I need to group mnesia records by sender_id, here is the record:
-record(pm,{sender_id, recipient_id, msg, time}).
basically I need to fetch all records where recipient_id=X
and group them by sender_id
what is the fastest way to do it?
Situation is obvious and clear I think.
There are a couple ways to solve this.
Get the results and sort them by sender_id
This is by far the simplest solution. Just get result (a list of records) as you normally would and sort the records by sender_id:
lists:sort(fun(A, B) ->
A#pm.sender_id < B#pm.sender_id
end, Results).
Use qlc:fold/3
This is a bit more involved, but it does seem a little more elegant the using a plain old lists:sort/2
. Instead of returning a list it returns a dict.
select_grouped_pms_for_recipient(RecipientId) ->
Q = qlc:q([E || E <- mnesia:table(pm), E#pm.recipient_id == RecipientId]),
qlc:fold(fun group/2, dict:new(), Q).
group(Record, Acc) ->
dict:append(Record#pm.sender_id, Record, Acc).
In the group/2
function we push the record onto a list of values for sender ID in the dict
accumulator. The select_grouped_pms_for_recipient/1
will return the resulting dict
containing lists of all the records grouped under the sender ID keys.

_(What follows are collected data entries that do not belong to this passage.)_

PR #4376, opened 2022-06-09
Fix outPointToChannelPoint to use correct endianness

benthecarman:


Christewart (approved):
Would be nice to have unit tests to dect

PR #4384, opened 2022-06-13
Remove carve out for protoc on aarch64 now that the akka grpc plugin has been updated

Christewart:
Reverts #3013 as this is now supported natively.

Would like confirmation from @GreyMcCarthy that his intellij can compile now with this change


GreyMcCarthy:
protoc did not come pre installed on my mac after installed with brew still didn't work, but after using this pr it worked.

PR #4387, opened 2022-06-13
Added data structure for x-only public keys with undetermined parity

nkohen:
This is needed for Taproot script spending verification


crypto/src/main/scala/org/bitcoins/crypto/ECKey.scala
```diff
@@ -392,6 +392,10 @@ case class ECPublicKey(private val _bytes: ByteVector)
   def tweakMultiply(tweak: FieldElement): ECPublicKey = {
     CryptoUtil.tweakMultiply(this, tweak)
   }
+
+  def toXOnly: XOnlyPubKey = XOnlyPubKey(bytes.drop(1))
```
benthecarman, line 396: nit: use `.tail`

benthecarman (approved):

Christewart (approved):

PR #1899, opened 2016-09-26
Fix TM2 DSStats to a readonly interface

### LINKED ISSUE #1867: Fix Traffic Monitor 2.0 DSStatsThreadsafe.Get() to not modify
Right now, if DSStatsThreadsafe uses a RLock, the app eventually panics from multiple concurrent map writes. Thus, either Get() itself is mutating data, or some data (a member map) is being passed without copying, and the caller is mutating.

Either way, it should be fixed, and RLock used, which is faster than Lock.

We should consider changing DSStatsThreadsafe (and the other Threadsafe types) to return interfaces with only accessor functions, so it's impossible for callers to mutate. I would've considered that YAGNI, except we do need it, it is happening.

robert-butts:
Merge issue #1887 before this. They'll have merge conflicts, and it'll be easier to resolve this than that.

Fixes #1867


dneuman64:
@robert-butts this is ready for you to fix merge issues

robert-butts:
Fixed

PR #1921, opened 2016-09-28
TO: updates dockerfile for centos7

dangogh:


mitchell852:
I'll defer to @dewrich on this one...

PR #1926, opened 2016-09-28
Change TO client to not log

### LINKED ISSUE #1925: Change Traffic Ops Client to not log
In general, libraries shouldn't log. In specific, it's filling Traffic Monitor 2.0 logs with a different format, and which can't be turned off or down.

The Traffic Ops Client should be changed to not log, and to return all logged data (e.g. cache hit/miss status), so users of the library can decide whether to log.

robert-butts:
Changes the Traffic Ops Client to not log, and to return all formerly
logged information so users can decide whether to log, and in their
own format.

Fixes #1925

### DIFF
--- a/traffic_monitor/experimental/traffic_monitor/trafficopswrapper/trafficopswrapper.go
+++ b/traffic_monitor/experimental/traffic_monitor/trafficopswrapper/trafficopswrapper.go
@@ -27,7 +27,7 @@ func (s TrafficOpsSessionThreadsafe) CRConfigRaw(cdn string) ([]byte, error) {
 	if s.session == nil || *s.session == nil {
 		return nil, fmt.Errorf("nil session")
 	}
-	b, e := (*s.session).CRConfigRaw(cdn)
+	b, _, e := (*s.session).GetCRConfig(cdn)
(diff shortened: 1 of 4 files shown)


dangogh:
this changes the signature on several published functions.    Where are those being used?

robert-butts:
I searched, and didn't find any but TM2.0. Traffic Stats builds, and the tests pass. Did I miss any?

dangogh:
well,  it's not just available internally..  could an external user have created something that uses it?   I don't know of any offhand, but there's really no good way to know for sure..   Just trying to make sure it's considered...

robert-butts:
Yeah, you're right. It seems unlikely, but since we have a release with it, we shouldn't break compatibility.

I'll change those signatures back, and add new functions with the status data.

Though, it seems silly to have two functions long-term, so I'll add a GoDoc 'Deprecated' comment, and we can remove them in 3.0.

dangogh:
if there's a straightforward way to make the old one a wrapper around the new one, that could work too..   But I'd be ok with it either way..   Assigning to myself since I've already looked at it a bit..

robert-butts:
Fixed.

PR #1982, opened 2016-10-06
Traffic Stats now uses its config file for InfluxDb Connections

### LINKED ISSUE #1668: Enhance Traffic Stats to write to multiple InfluxDb servers.
Currently, Traffic Stats uses Traffic Ops to get an online InfluxDb server from the database and write to it.  The assumption is that Traffic Stats is either writing to a single influxDb instance or one node in a cluster.  Since the latest versions of InfluxDb do not support clustering for free, Traffic Stats should be enhanced such that Traffic Stats attempts to write each point to all of the InfluxDb servers listed as ONLINE in Traffic Ops.  If Traffic Stats cannot write to one of the InfluxDb servers listed, it should log a warning, if Traffic Stats cannot write to any of the InfluxDb servers listed, it should log an error.  

This feature will serve as an initial workaround for clustering support with newer versions of InfluxDb, a longer term solution still needs to be engineered.

dneuman64:
Traffic Stats now uses its config file to determine which influxdb urls to use.  This allows a user to run a single instance of influxdb, an enterprise clustered solution, or a HA solution using influxdb-relay (https://github.com/influxdata/influxdb-relay).  

This version of Traffic Stats requires Influxdb version 1.0.0 or greater.

This fixes #1668

### DIFF
--- a/traffic_stats/influxdb_tools/sync_ts_databases.go
+++ b/traffic_stats/influxdb_tools/sync_ts_databases.go
@@ -439,7 +439,7 @@ func getDeliveryServiceStats(res []influx.Result) map[string]deliveryServiceStat
 
 func getDailyStats(res []influx.Result) map[string]dailyStats {
 	response := make(map[string]dailyStats)
-	if res != nil && len(res[0].Series) > 0 {
+	if len(res) > 0 && len(res[0].Series) > 0 {
 		for _, row := range res[0].Series {
 			for _, record := range row.Values {
 				data := new(dailyStats)
--- a/traffic_stats/influxdb_tools/sync_ts_databases.go
+++ b/traffic_stats/influxdb_tools/sync_ts_databases.go
@@ -439,7 +439,7 @@ func getDeliveryServiceStats(res []influx.Result) map[string]deliveryServiceStat
 
 func getDailyStats(res []influx.Result) map[string]dailyStats {
 	response := make(map[string]dailyStats)
-	if len(res[0].Series) > 0 {
+	if res != nil && len(res[0].Series) > 0 {
 		for _, row := range res[0].Series {
 			for _, record := range row.Values {
 				data := new(dailyStats)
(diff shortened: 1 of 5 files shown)


traffic_stats/traffic_stats.cfg
```diff
@@ -13,5 +13,6 @@
 	"cacheRetentionPolicy": "daily",
 	"dsRetentionPolicy": "daily",
 	"dailySummaryRetentionPolicy": "indefinite",
-	"influxProtocol": "http"
+	"influxProtocol": "http",
```
PSUdaemon: Do you need `influxProtocol` anymore?

traffic_stats/influxdb_tools/sync_ts_databases.go
```diff
@@ -439,7 +439,7 @@ func getDeliveryServiceStats(res []influx.Result) map[string]deliveryServiceStat
 
 func getDailyStats(res []influx.Result) map[string]dailyStats {
 	response := make(map[string]dailyStats)
-	if len(res[0].Series) > 0 {
+	if res != nil && len(res[0].Series) > 0 {
```
robert-butts: `if len(res) == 0` would be safer here. I don't know if `res` will ever be constructed empty, but if it is, `res` could be non-nil and `res[0]` would still panic

traffic_stats/traffic_stats.cfg
dneuman64: I am currently using the to determine if we connect via udp or http,  see line 757.  The alternative would be to parse the Urls provided...

traffic_stats/influxdb_tools/sync_ts_databases.go
robert-butts: `if len(res) > 0` would be safer here. I don't know if res will ever be constructed empty, but if it is, res could be non-nil and `res[0]` would still panic

traffic_stats/traffic_stats.cfg
PSUdaemon: Yeah, since it's in the URL, I think we should utilize that. Otherwise they could conflict.

PR #1993, opened 2016-10-07
use env defaults if unset for docker build clone

dangogh:
allows `docker-compose up` with no env variables to build from default repo/branch


dangogh:
Hold off on this -- found an issue with it..

dangogh:
Now it's ready.....

Issue #61, opened 2015-04-17
Routing name/entry point in CRConfig


elsloo:
A default routing name/entry point should be added as a profile parameter, and this parameter should be used by default as the value of the "routing name" or "entry point" on the delivery service in the CRConfig.  This value should be overridable on a per-delivery service level, which means that the delivery service UIs should be enhanced to provide this capability and to display the default value.

elsloo:
This is related to and/or required by issue #53.

limited:
https://issues.apache.org/jira/browse/TC-287

PR #2002, opened 2016-10-11
Changed ccr. to tr. for Example Delivery Service URLs

sandmanahoy:


mitchell852:
These "example" URLs are the actual URLs used as the entry point into the CDN for the delivery service. If *DNS*, the URL starts with 'edge', else the URL starts with 'ccr'. 

However, you have a good point, others may decide to use "tr" (traffic router) instead of 'ccr'. therefore, these values should really be data-driven in my opinion. For example, you could add a parameter to the global profile in the seeds.sql file and then you could query for the value of that parameter. Here's an example in the codebase of where that was done - https://github.com/Comcast/traffic_control/blob/master/traffic_ops/app/lib/API/Job.pm#L209

knutsel:
yea i think there's a param somewhere that decides if you're using ccr, tr, or something else..... that param should be used. (could've sworn that we added that code, but i guess i'm wrong.). 

@smalenfant  - can't find that param, but I know you're running with tr. ... do you remember how to set the ccr/tr prefix?

mtorluemke:
it's this property in applicationContext.xml:

<property name="httpRoutingName" value="$[http.routing.name:tr]" />

https://github.com/Comcast/traffic_control/blob/master/traffic_router/core/src/main/webapp/WEB-INF/applicationContext.xml

trevorackerman:
Mark is correct.
You would add something like the following line in the file /opt/traffic_router/conf/http.properties
`http.routing.name=foo`

elsloo:
@mitchell852 there was a PR and issue for configurable routing names, however, the PR had merge conflicts and we didn't have the resources to finish the work. PR #201 and issue #61.

sandmanahoy:
@mtorluemke that agrees with my understanding as well, the parameter is configurable in http.properties in TR but that file is not managed by TO. The parameter defaults to TR.

traffic_ops/app/lib/UI/DeliveryService.pm
```diff
@@ -147,9 +147,9 @@ sub get_example_urls {
 					? $example_urls[ $re->{set_number} ]
 					: "";
 				if ( $re->{set_number} == 0 ) {
-					$example_urls[ $re->{set_number} ] = $scheme . '://ccr.' . $host . "." . $cdn_domain . $p;
+					$example_urls[ $re->{set_number} ] = $scheme . '://tr.' . $host . "." . $cdn_domain . $p;
```
mitchell852: this won't work. this hardcodes it in traffic ops to 'tr' (instead of ccr) and from what i heard it can really be anything that you want it to be as defined in https://github.com/Comcast/traffic_control/blob/master/traffic_router/core/src/main/webapp/WEB-INF/applicationContext.xml in the http.routing.name property. 

see what i mean? line 150 & 152 need to be dynamic, not hard-coded. if it were me, i'd create a global parameter using a database migration file and call the parameter http.routing.name and set the default value to 'tr'. then in the code, i'd fetch the value of http.routing.name and use that on line 150 & 152. 

migration files are found here: https://github.com/Comcast/traffic_control/tree/master/traffic_ops/app/db/migrations

elsloo: As a half step before #61 is implemented (it's still open)? Personally I'm +1 on this as a quick change to get the UI in line with our defaults; this is better than what is there currently.

mitchell852: the only problem is that these "example" urls are exposed thru the traffic ops API which means they show up in the traffic portal - https://github.com/Comcast/traffic_control/blob/master/traffic_ops/app/lib/API/DeliveryService.pm#L80 

so if you have http.routing.name=foo in applicationContext.xml, the example urls will still show as tr.ds-name.example.domain.com rather than the correct url of foo.ds-name.example.domain.com

elsloo: Good point about the portal. The main issue is we use the portal, many folks probably don't. So, if we change the default, our portal customers will see the "tr," and we have no means to configure it, which will lead to confusion. I agree that this half-step is probably warranted mostly due to the portal dependency.

mitchell852:
@sandmanahoy - per [CONTRIBUTING.md](https://github.com/Comcast/traffic_control/blob/master/CONTRIBUTING.md) you'll need to sign a CLA and submit to @knutsel at JAN_VANDOORN@COMCAST.COM before this PR can be merged.

Also, I've created an issue for this PR - https://github.com/Comcast/traffic_control/issues/2025

knutsel:
@mitchell852 : @sandmanahoy is covered under the Cisco CLA. Ok to merge.

PR #2022, opened 2016-10-14
Fix TM2 to return 503 until all caches are polled

### LINKED ISSUE #2017: Fix Traffic Monitor 2.0 To Not Serve Until All Caches Are Polled
TM2 needs to not serve endpoints until all caches have been polled twice, and we have bandwidths.

This requires a reasonably short fetch timeout, and we need to flag timed out requests as having been initially polled, so we don't wait forever for down caches.

We also need to determine the existing TM1 behavior to replicate. Does it not serve? Does it return a 404? Some sentinel message?

robert-butts:
Fixes Traffic Monitor 2.0 to return 503 Service Unavailable to all
requests, until all caches have either been polled twice and have
a bandwidth set, or have failed to respond properly.

This is necessary, because otherwise, interdependent components such
as Traffic Router could request and get a partial result, with wrong
availability, bandwidth, and other numbers.

Fixes #2017

### DIFF
--- a/traffic_monitor/experimental/traffic_monitor/manager/datarequest.go
+++ b/traffic_monitor/experimental/traffic_monitor/manager/datarequest.go
@@ -419,23 +419,30 @@ func DataRequest(
 	toData todata.TODataThreadsafe,
 	localCacheStatus CacheAvailableStatusThreadsafe,
 	lastStats LastStatsThreadsafe,
+	unpolledCaches UnpolledCachesThreadsafe,
 ) (body []byte, responseCode int) {
+
 	// handleErr takes an error, and the request type it came from, and logs. It is ok to call with a nil error, in which case this is a no-op.
-	handleErr := func(err error, requestType http_server.Type) {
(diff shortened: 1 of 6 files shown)


traffic_monitor/experimental/traffic_monitor/manager/datarequest.go
```diff
@@ -419,83 +419,90 @@ func DataRequest(
...
 			return body, http.StatusOK
 		}
-		handleErr(err, requestType)
+		handleErr(err)
 		return nil, http.StatusInternalServerError
 	}
 
+	if unpolledCaches.Any() {
+		handleErr(fmt.Errorf("service still starting, some caches unpolled"))
+		return []byte("Service Unavailable"), http.StatusServiceUnavailable
```
robert-butts: I was tempted to make this `return []byte("We don't want any more visitors, well-wishers or distant relations!"), http.StatusServiceUnavailable` >_>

The Erlang mailing list has is a treasure trove of good questions and answers. I found this question on the mailing list, which is very similar to your question.
Which is faster?
Looking at these solutions I'm not sure there will be a big difference in performance. I imagine they are about the same, but with the qlc the lock is held during all the grouping logic is executed for each item received, so it may hold the Mnesia lock for a bit longer.